One of the things I tell people preparing for system design interviews is the more senior you are, the more you need to drive the interview yourself, knowing when to go deep, what to go deep on, and how to give the most signal to the interviewer.

cryptonector 5 days ago | parent [-]

As the interviewee I'd use such a question to demonstrate my knowledge of the topic. For this question I'd point out that thread-per-CPU w/ async I/O designs w/ maximum live connections and clever connection pool acceptance & eviction policies, and limited buffering, together intrinsically limit oversubscription, but I would still talk extensively about health monitoring and external circuit breaking, as well as the use of 429/whatever and/or flow control (where available) at the protocol level to express backpressure. I would then use this to harp on the evils of thread-per-client designs, and also why they happen, as well as the various alternatives.

Make the interviewer tell you when they've had enough and change topics.

iamcreasy 5 days ago | parent | next [-]

I beg you to write an article expanding on this points. I'll pay to read this article.

cryptonector 5 days ago | parent [-]

Really!

I've written about this in my comments here...

Here's a brief summary:

- typical thread-per-client programming is terribly wasteful because it needs large stacks that must be able to grow (within reason), and this leads programmers to smear client state all over the stack, which then means that the memory and _cache_ footprint of per-client state is huge even though the state is highly compressible, and this is what reduces efficiency when you want to C10K (serve 10,000 clients), and this is what led to C10K techniques in the 90s

- you can most highly compress said per-client program state by using continuation passing style (CPS) async I/O programming, either hand-coded or using modern async functions in languages that have them -- this approach tends to incentivize the programmer to compress program state into a much smaller structure than an execution stack, which therefore greatly reduces the per-client memory and _cache_ footprint of the program

Note that reducing the memory and cache footprint of a program also reduces its memory bandwidth footprint, and increases cache locality and reduces latency. This means you can server more clients with the same hardware. THIS is the point of C10K techniques.

All other techniques like fibers and green threads sit on the spectrum from hand-coded CPS async I/O programming to thread-per-client sequential programming. You get to pick how efficient your code is going to be.

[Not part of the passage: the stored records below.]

PR #44, opened 2016-03-01
WinRM operationTimeout parameter

bostko:
* Configurable  operationTimeout. 1 minute by default as the new winrm4j does regular status polling when a command is executed.
* WinRM set default execTries
  This enables easier debugging and immidiate feedback when a problem occurs.

### DIFF
--- a/pom.xml
+++ b/pom.xml
@@ -151,7 +151,7 @@
         <jax-rs-api.version>2.0.1</jax-rs-api.version>
         <maxmind.version>0.8.1</maxmind.version>
         <jna.version>4.0.0</jna.version>
-        <winrm4j.version>0.3.1</winrm4j.version>
+        <winrm4j.version>0.3.2</winrm4j.version>
         <!-- Transitive dependencies, declared explicitly to avoid version mismatch -->
         <clojure.version>1.4.0</clojure.version>
         <zookeeper.version>3.3.4</zookeeper.version>
--- a/software/winrm/src/main/java/org/apache/brooklyn/location/winrm/WinRmMachineLocation.java
+++ b/software/winrm/src/main/java/org/apache/brooklyn/location/winrm/WinRmMachineLocation.java
@@ -77,6 +77,7 @@ public class WinRmMachineLocation extends AbstractLocation implements MachineLoc
             "Address of the remote machine");
 
     public static final ConfigKey<Integer> WINRM_CONFIG_PORT = newConfigKeyWithPrefix(BrooklynConfigKeys.BROOKLYN_WINRM_CONFIG_KEY_PREFIX, WinRmTool.PROP_PORT);
+    public static final ConfigKey<String> OPERATION_TIMEOUT = newConfigKeyWithPrefix(BrooklynConfigKeys.BROOKLYN_WINRM_CONFIG_KEY_PREFIX, WinRmTool.OPERATION_TIMEOUT);
     public static final ConfigKey<Boolean> USE_HTTPS_WINRM = WinRmTool.USE_HTTPS_WINRM;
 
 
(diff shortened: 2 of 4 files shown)


pom.xml
```diff
@@ -151,7 +151,7 @@
         <jax-rs-api.version>2.0.1</jax-rs-api.version>
         <maxmind.version>0.8.1</maxmind.version>
         <jna.version>4.0.0</jna.version>
-        <winrm4j.version>0.3.1</winrm4j.version>
+        <winrm4j.version>0.4.0</winrm4j.version>
```
aledsage: winrm4j version `0.3.2` is on its way to maven central - can you update to use that instead please?

software/winrm/src/main/java/org/apache/brooklyn/util/core/internal/winrm/WinRmTool.java
```diff
@@ -57,12 +57,13 @@
     ConfigKey<Boolean> USE_NTLM = ConfigKeys.newBooleanConfigKey("winrm.useNtlm", "The parameter configures tells the machine sensors whether the winrm port is over https. If the parameter is true then 5986 will be used as a winrm port.", true);
     ConfigKey<String> PROP_USER = newStringConfigKey("user", "User to connect as", null);
     ConfigKey<String> PROP_PASSWORD = newStringConfigKey("password", "Password to use to connect", null);
+    ConfigKey<String> OPERATION_TIMEOUT = newStringConfigKey("winrm.operationTimeout", "WinRM OperationTimeout", "1m");
```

Now, when you apply C10K techniques you get to have one thread-per-CPU -- look ma'! no context switches -- which also improves latency and efficiency, naturally. But there's another neat thing to thread-per-CPU: it becomes easier to manage the overall health of the service, at least per-CPU, because you can now manage all your connected clients, and so you can have eviction policies for connections, and admittance policies too. In particular you can set a maximum number of connections, which means that you can set maxima that only slightly oversubscribe the hardware's capabilities.

Otherwise [and even if you do the thread-per-CPU thing, though it's less important to have circuit breakers if you do] you must have some way to measure the health of your service, and you need to monitor it, and you need your monitor to be able to "break the circuit" by telling your service to start rejecting new work. This is where HTTP status 429 and similar come into play -- it's just a way to express backpressure to clients, though flow control will also do, if you have that available to exercise. You'll still need to be able to monitor load, latencies, and throughput for thread-per-CPU services, naturally, so you know when you need to add HW. And of course you'll want to build services you can scale horizontally as much as possible so that adding hardware is easy, though too you need to be able to find and stop pathological clients (dealing with DoS and DDoS almost always requires components external to your services).

Make sure all middleware can respond appropriately to backpressure, including having their own circuit breakers, and you have a pretty resilient system -- one that under extreme pressure will be able to shed load and continue to function to some degree.

You'll need to be able to express client priorities (so that you can keep servicing part of your load) and quotas (so that pathological high-priority clients don't DoS you).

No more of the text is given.